Sometimes an application may want to push selected documents to the top of a hitlist for specific queries. This may be implemented by specifying Best Bets for specific query text.

configbestbets_thumb_0_0

First, enter the search term that you want to match and then click the Add button.

Next, click the term, and specify one or more URLs that should appear at the top of the hit list.

Content Type Extension Mapping

Sometimes an organization may want to process certain file types as a different content type. The primary use case for this is internal content types that map to a content type already understood / identified.

In this case the example has a .rpt file being treated as a text file, as such the file will be copied to a temporary location as a .txt file and processed as if it were any other text file.

configcontenttypeextensionmappings

Content Type Extraction Methods

The Content Type Extraction methods describes how documents will be handled by the APIs and the core services. A number of built-in processing methods are available, where there is no available method the processing will default to running through standard Microsoft Search iFilter processing.

You can alter the methods by clicking Edit and then selecting the preferred processing method. You can also specify an iFilter as a backup if the primary method fails to extract text from the document – the backup method will be used if the extraction fails to find more than 5 characters of text.

If you have updated the extraction method, Netwrix recommends re-processing any documents that have already been processed to ensure consistency. Selecting Re-index from the grid for the affected content type will re-process the necessary records.

configcontenttypeextractionmethods_thumb_0_0

Language Detection

The language detection list specifies which languages will be considered for auto-detection.

configlanguages_thumb_0_0

If a language is excluded then it can't be used to identify the language of a document and it will be removed from the language options in Taxonomy Manager.

tip

You can also enable OCR recognition for non-English images. See the Netwrix knowledge base article How to enable OCR for non-English images for setup instructions.

No Stem

The No Stem list offers the ability to disable language stemming for a particular word or phrase, this supports the ability to always apply a phrasematch when a particular term is used as either a clue – or a search term.

confignostem_thumb_0_0

OCR Language Mapping

The OCR language mapping configuration screen can be used if you want to OCR non-English images using Tesseract and the Apache Tika OCR engine. File paths (including parts of paths) can be mapped to specific Tesseract language packs. You can also override the OCR processing mode, enable conversion of PDF files to images for improved text extraction, and override the Page Segmentation mode used by Tika to identify text.

configocrlanguagemapping

Synonyms

Often you need to submit a query and have synonyms automatically included. A generic set of synonyms may be configured by using the Synonyms form.

configsynonyms

Text Patterns

Many HTML web pages contain navigation information and other extraneous information that is the same for all pages and/or not relevant to the individual page content. If all of the text is indexed from these HTML pages then this can lead to unwanted search results where a match is made, for example, to an entry in a standard page navigation area.

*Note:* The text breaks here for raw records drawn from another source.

Issue #147, opened 2017-02-26
Improve the error message when the FieldMapping is wrong


melrief:
The field mapping is a great feature of pureconfig but has the side-effect of making more difficult to understand certain problems. For people coming from pureconfig < `0.6.0`, the default mapping is CamelCase->CamelCase and the errors about keys not found make no sense. A solution could be that, given a certain set of keys not found, pureconfig could try to see if there are matching keys with other field mapping, e.g. `foo-bar` instead of `fooBar`. This isn't easy to implement because we need to be able to access to all the other possible field mapping and I'm not sure how this could be encoded. The main drawback of this is that the error message would take longer to be generated but I would say it's worth it.

jcazevedo:
Fixed in #238.

PR #238, opened 2017-05-22
Improve the error message in case of a misconfigured ProductHint

jcazevedo:
This PR proposes an improvement to the error message displayed when there's a suspicion of a misconfigured `ProductHint`, fixing #147.

In order to detect a possibly misconfigured `ProductHint`, I build a set of "candidate" keys (i.e. keys in the configuration that might map to the desired field value). A "candidate" key is a key whose lowercase form contains a subsequence of the desired field value considering only alphanumeric characters.


core/src/main/scala/pureconfig/DerivedReaders.scala
```diff
@@ -75,14 +75,15 @@ trait DerivedReaders1 {
     hint: ProductHint[Wrapped]): WrappedDefaultValue[Wrapped, FieldType[K, V] :: T, Option[V] :: U] = new WrappedDefaultValue[Wrapped, FieldType[K, V] :: T, Option[V] :: U] {
 
     override def fromConfigObject(co: ConfigObject, default: Option[V] :: U): Either[ConfigReaderFailures, FieldType[K, V] :: T] = {
-      val keyStr = hint.configKey(key.value.toString().tail)
+      val fieldName = key.value.toString().tail
```
ruippeixotog: I know that this is not new code, but this is not the best way to convert a `Symbol` to a `String`. We are calling its `toString` and dropping the single quote, while we could access its string value directly by doing `key.value.name`.

core/src/main/scala/pureconfig/error/ConfigReaderFailure.scala
```diff
@@ -87,15 +91,39 @@ abstract class ConfigReaderFailure {
...
+      true
+    else if (s2.isEmpty())
+      false
+    else if (s1.head == s2.head)
+      isSubsequence(s1.tail, s2.tail)
+    else
+      isSubsequence(s1, s2.tail)
+  }
+
+  def apply(fieldName: String, confObj: ConfigObject): CannotConvertNull = {
```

The Text Patterns feature is provided to assist with the cleanup of HTML documents. Use TextPatterns to also index terms that would normally be discarded.

configtextpatterns_thumb_0_0

The StartTag and EndTag values are case sensitive strings used to identify the content to be managed, the content is then managed based on the filter type.

You can use three tag types to assist in the cleanup:

  • FILTER—Extracts a subset of the HTML page, before extracting the plain text. Only a single section will be extracted for each TextFilter processed.
  • DELETE—Deletes sections of the HTML page, before extracting the plain text.
  • INDEX TERM (EndTag ignored)—Create index terms that would otherwise not be formed. For example the term “E.ON” is a useful one for people interested in energy companies. However, this term would not normally be created because a full stop normally acts as a term separator. However, creating an INDEX TERM for this pattern means it will be detected and indexed as required.